Spark: Repartition strategy after reading text file

scala apache-spark partition

13,216

It looks like you're working with a gzipped file.

I think you've hit a fairly typical problem with gzipped files in that they cannot be loaded in parallel. More specifically, a single gzipped file cannot be loaded in parallel by multiple tasks, so Spark will load it with 1 task and thus give you an RDD with 1 partition.

You need to explicitly repartition the RDD after loading it so that more tasks can run on it parallel.

For example:

val file = sc.textFile("/path/to/file.txt.gz").repartition(sc.defaultParallelism * 3)
println(file.count())

Regarding the comments on your question, the reason setting minPartitions doesn't help here is because a gzipped file is not splittable, so Spark will always use 1 task to read the file.
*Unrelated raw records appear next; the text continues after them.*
PR #11296, opened 2019-08-05
[WIP] Add API Call to bulk score tasks

phillipthelen:
Not quite ready for merging!

This PR adds a new API call `/api/v4/tasks/bulk-score`. This allows the user to pass data in the following format:

```
[
  {
    id: "123",
    direction: "up"
  }, {
    id: "456",
    direction: "down"
  }
]
```

This scores all tasks that are passed in the correct order and also allows tasks to be passed multiple times, to tscore them more than once.
The code unifies most of the scoring code between both the normal call and the new bulk call. The return of the old API call is (as far as I can tell) unchanged.

I'm not super happy with the return data for the old call, because it currently can't map everything that might have happened during the call.

```
{
  "data": {
    "deltas": [
      {
        "id": "f437911f-56e0-45b5-a42d-3d41c3a6ba57",
        "delta": 0.5886769031421589
      },
      {
        "id": "275a2057-809a-44f1-a04b-fd27a45b838b",
        "delta": -1.573889391038481
      }
    ],
    "_tmp": {
      "quest": {
        "progressDelta": 0.295810143828934
      }
    },
    "buffs": {
      "str": 0,
      "int": 0,
      "per": 0,
      "con": 0,
      "stealth": 0,
      "streaks": false,
      "snowball": false,
      "spookySparkles": false,
      "shinySeed": false,
      "seafoam": false
    },
    "training": {
      "int": 0,
      "per": 0,
      "str": 0,
      "con": 0
    },
    "hp": 18.9,
    "mp": 13.625,
    "exp": 60,
    "gp": 22.089986247298715,
    "lvl": 3,
    "class": "warrior",
    "points": 3,
    "str": 0,
    "con": 0,
    "int": 0,
    "per": 0
  },
}
```

The big issue is the `_tmp` field, which currently contains mostly data from the last task scored. Some data, like the quest progress delta could just be added together, but for others like drops this isn't as easy. What do others feel would be the best approach here? Move the _tmp_ field to the individual task data (currently called `deltas`)?


website/common/script/ops/scoreTask.js
```diff
@@ -197,7 +197,7 @@ module.exports = function scoreTask (options = {}, req = {}) {
 
   // This is for setting one-time temporary flags, such as streakBonus or itemDropped. Useful for notifying
   // the API consumer, then cleared afterwards
-  user._tmp = {};
+  if (!user._tmp) user._tmp = {};
```
paglias: this way it'll never be cleared?

website/server/libs/taskManager.js
```diff
@@ -281,3 +291,172 @@ export function moveTask (order, taskId, to) {
...
+      logger.error(e);
+      reject();
+    }
+  }
+  resolve();
+}
+
+export async function scoreTasks (user, taskScorings, req, res) {
+  let taskIds = taskScorings.map(taskScoring => taskScoring.id).filter(id => id !== undefined);
+  if (taskIds.length === 0) throw new BadRequest();
```
paglias: this should have an error message specified

website/server/libs/taskManager.js
```diff
@@ -281,3 +291,172 @@ export function moveTask (order, taskId, to) {
...
+  let tasks = {};
+  (await Tasks.Task.findMultipleByIdOrAlias(taskIds, user._id)).forEach(task => {
+    tasks[task._id] = task;
+    if (task.alias !== undefined && task.alias.length > 0) {
```
paglias: I'd just check for `if (task.alias)` it covers all the falsey values including undefined and empty strings

website/server/libs/taskManager.js
```diff
@@ -281,3 +291,172 @@ export function moveTask (order, taskId, to) {
...
+  });
+  if (tasks.length === 0) throw new NotFound(res.t('taskNotFound'));
+  let scorePromises = [];
+  taskScorings.forEach(taskScoring => {
+    if (tasks[taskScoring.id] !== undefined) {
+      scorePromises.push(scoreTask(user, tasks[taskScoring.id], taskScoring.direction, req, res));
+    }
+  });
+  let returnDatas = await Promise.all(scorePromises);
+  if (returnDatas.length === 0) throw new BadRequest();
```
paglias: this is not necessary

website/server/libs/taskManager.js
```diff
@@ -281,3 +291,172 @@ export function moveTask (order, taskId, to) {
...
+  let savePromises = [returnDatas[returnDatas.length - 1].user.save()];
+  returnDatas.forEach(returnData => {
+    if (returnData.taskOrderPromise) savePromises.push(returnData.taskOrderPromise);
```
paglias: can we combine all the taskOrderPromise in one single update? We risk conflicts by moving multiple things in parallell in separate requests

website/server/controllers/api-v3/tasks.js
```diff
@@ -550,139 +547,16 @@ api.scoreTask = {
...
-
-    if (task.group && task.group.taskId) {
-      await handleSharedCompletion(task);
-    }
-
-    // Save results and handle request
-    if (taskOrderPromise) promises.push(taskOrderPromise);
-    let results = await Promise.all(promises);
+    const data = await scoreTasks(user, [{id: taskId, direction}], req, res);
+    user = data.user;
```
paglias: I don't think this is necessary, if the context of the user object isn't lost (and it shouldn't) at this point the previous `user` value will have the updated data

paglias (commented):
left some comments. I'm a bit worried about all the save requests we do to the database, this risks being very slow

website/common/script/ops/scoreTask.js
phillipthelen: Is this field even saved to the database? From my testing it looked like it wasn't saved.

website/server/libs/taskManager.js
phillipthelen: Do you have a suggestion for how to handle that? since it's only pushing and pulling todos, I could have the `returnData` contain if it should be pushed/pulled and then iterate over that to create one user update operation? Does that sound good?

website/common/script/ops/scoreTask.js
paglias: it's not saved but what happens if when bulk scoring 2 tasks both return a drop? only the first one will be added to user._tmp, the other will be ignored

website/server/libs/taskManager.js
paglias: Hmm if we want to keep things simple I would probably try to simplify the entire thing by simply creating one API endpoint that accepts multiple requests' data and for each one simulate the scoring of a single task, save the result and then all the results are returned to the client in an array

phillipthelen: That would make the number of save requests even higher than this version. Since then it would be 2-3 x numberOfTasks (depending on if it's a todo or not and the task has to be moved). Right now my PR saves 1-2 x numberOfTasks + 1. With my proposed change it should be numberOfTasks + 2. (one for the user and one for the task moving)

website/common/script/ops/scoreTask.js
phillipthelen: Yes. That is the part I meant I'm not yet happy with. I'm still thinking about how to solve this while still maintaining backwards compatability. I'm thinking about adding a separate field that is a list of _tmp fields, that the API could return when bulk scored?

paglias: Yeah so that's why I suggested making a simpler version even if it results in more save requests, right now the API for scoring is geared towards one single task and I feel like it would take some time to correctly plan a new version that works well with multiple ones but I haven't looked in depth

phillipthelen:
Made some changes to have this fully work the way I originally intended. for multiple tasks there is now an individual list of the deltas and _tmp data. Single tasks behave the same.

If I'm not mistaking, it should now do 2 save operations for habits and dailies and 3 for todos, when scoring a single task. For multiple tasks it's `numberOfTasksScored + 1` or `numberOfTasksScored + 2` if at least one todo was scored.

website/server/libs/taskManager.js
```diff
@@ -281,3 +291,176 @@ export function moveTask (order, taskId, to) {
...
+  resolve();
+}
+
+export async function scoreTasks (user, taskScorings, req, res) {
+  let taskIds = taskScorings.map(taskScoring => taskScoring.id).filter(id => id !== undefined);
+  if (taskIds.length === 0) throw new BadRequest(res.t('taskNotFound'));
+  let tasks = {};
+  (await Tasks.Task.findMultipleByIdOrAlias(taskIds, user._id)).forEach(task => {
+    tasks[task._id] = task;
+    if (task.alias && task.alias.length > 0) {
```
paglias: I still think this will result in tasks with an alias being added twice

website/server/libs/taskManager.js
```diff
@@ -281,3 +291,176 @@ export function moveTask (order, taskId, to) {
...
+      tasks[task.alias] = task;
+    }
+  });
+  if (Object.keys(tasks).length === 0) throw new NotFound(res.t('taskNotFound'));
+  let scorePromises = [];
+  taskScorings.forEach(taskScoring => {
+    if (tasks[taskScoring.id] !== undefined) {
```
paglias: I'd check for `!tasks[taskScoring.id] ` to also catch `null` values

website/server/controllers/api-v3/tasks.js
```diff
@@ -550,139 +547,15 @@ api.scoreTask = {
...
-    if (taskOrderPromise) promises.push(taskOrderPromise);
-    let results = await Promise.all(promises);
+    const data = await scoreTasks(user, [{id: taskId, direction}], req, res);
 
-    let savedUser = results[0];
-
-    let userStats = savedUser.stats.toJSON();
-    let resJsonData = _.assign({delta, _tmp: user._tmp}, userStats);
+    let userStats = user.stats.toJSON();
+    let resJsonData = _.assign({delta: data.taskResponses[0].delta, _tmp: data.taskResponses[0]._tmp}, userStats);
```
paglias, line 556: hmm so only one drop result is shown?

phillipthelen: This is for the single scoring API call, so yes. Since only one task is scored, there can only be one drop anyway

website/server/libs/taskManager.js
phillipthelen: Yes. They will be added twice to this object. But they will only be processed and saved once. This was needed, since the list it iterates on for scoring the tasks might not have the task ID and only has the alias. Having both the ID and alias available is the easiest way around this. Since the object (should) use references to the same task anyway the overhead should be negligible.

phillipthelen:
Could we push this to delta for testing maybe?

paglias:
@phillipthelen looks like some tests are failing

paglias:
and a new conflict :(

paglias:
Closed in favor of #11389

If you set minPartitions when reading a regular text file, or a file compressed with a splittable compression format like bzip2, you'll see that Spark will actually deploy that number of tasks in parallel (up to the number of cores available in your cluster) to read the file.

13,216

Stephane Maarek

Updated on June 04, 2022

Comments

Stephane Maarek almost 2 years
I have launched my cluster this way:
```
/usr/lib/spark/bin/spark-submit --class MyClass --master yarn-cluster--num-executors 3 --driver-memory 10g --executor-memory 10g --executor-cores 4 /path/to/jar.jar
```
The first thing I do is read a big text file, and count it:
```
val file = sc.textFile("/path/to/file.txt.gz")
println(file.count())
```
When doing this, I see that only one of my nodes is actually reading the file and executing the count (because I only see one task). Is that expected? Should I repartition my RDD afterwards, or when I use map reduce functions, will Spark do it for me?
Stephane Maarek over 9 years

Thanks! Would you recommend bzip2 over gzip then? If I load that file frequently, what should be my strategy to optimize every run?
Nick Chammas over 9 years

@Stephane - It depends on how much data is coming in and how much time your cluster spends repartitioning the data. A single gzipped file might be fine. If the one file is too big, you could probably also go with multiple gzipped files (i.e. splitting before compressing) as each gzipped file can be loaded in parallel into the same RDD (one task per file). That's probably the path of least resistance.
Stephane Maarek over 9 years

very very interesting thanks! So .gz.001 splitted files or bzip2... I'll experiment with both! I think that yes, the big bottleneck is the first repartition, so if I manage to already split my files when they're coming it might save me a little bit of time
Alexander Aleksandrovič Klimov about 9 years

@Stephane, do you know why that limitation exists? It doesn't seem any easier to distribute the reading of a non-gzipped file - in both cases, you need to read the file serially to work out where the next record begins?
Stephane Maarek about 9 years

@Paul, I haven't experimented with bzip2 yet, I'll tell you if parallel reading truly works. I don't know, if the archive is splittable, then I guess you can read it in parallel (block 1 to n, n+1 to 2n, etc...) and then probably send the few missing bytes here and there to make sure every part is correctly formed. I hope that's what Spark does
Stephane Maarek about 9 years

(parallel read does work --- but performance isn't improved too much from a repartition after a serial read, I guess it really depends on if the network is a bottleneck)
Nick Chammas about 9 years

@Stephane - What do your task stats look like? When you say "parallel read does work", how are you verifying that that is happening?
Stephane Maarek about 9 years

I used to see one task before. Now from what I have seen, with the bzip2 archive, as my file was 8GB, and the reading block on hadoop was 64MB, I saw around 125 tasks being created, and split between my various datanodes. If you click in the spark UI to see the tasks stats, you see the details (input, task time, gc, etc), and I saw I had 125 tasks
user2848932 almost 9 years

do you know other method? I think repartition is too heavy for this purpose, because we don't need to shuffle all of the data but only split a large file into several partitions.
Nick Chammas almost 9 years

@user2848932 - If you don't shuffle the data, how will the other workers in your cluster get to share the work of processing it? Without shuffling, only 1 task on 1 worker will be able to process the gzipped file. Shuffling the data sends parts of it to other workers, which is relatively quick compared to how long you'd otherwise be waiting for 1 task to do all the work.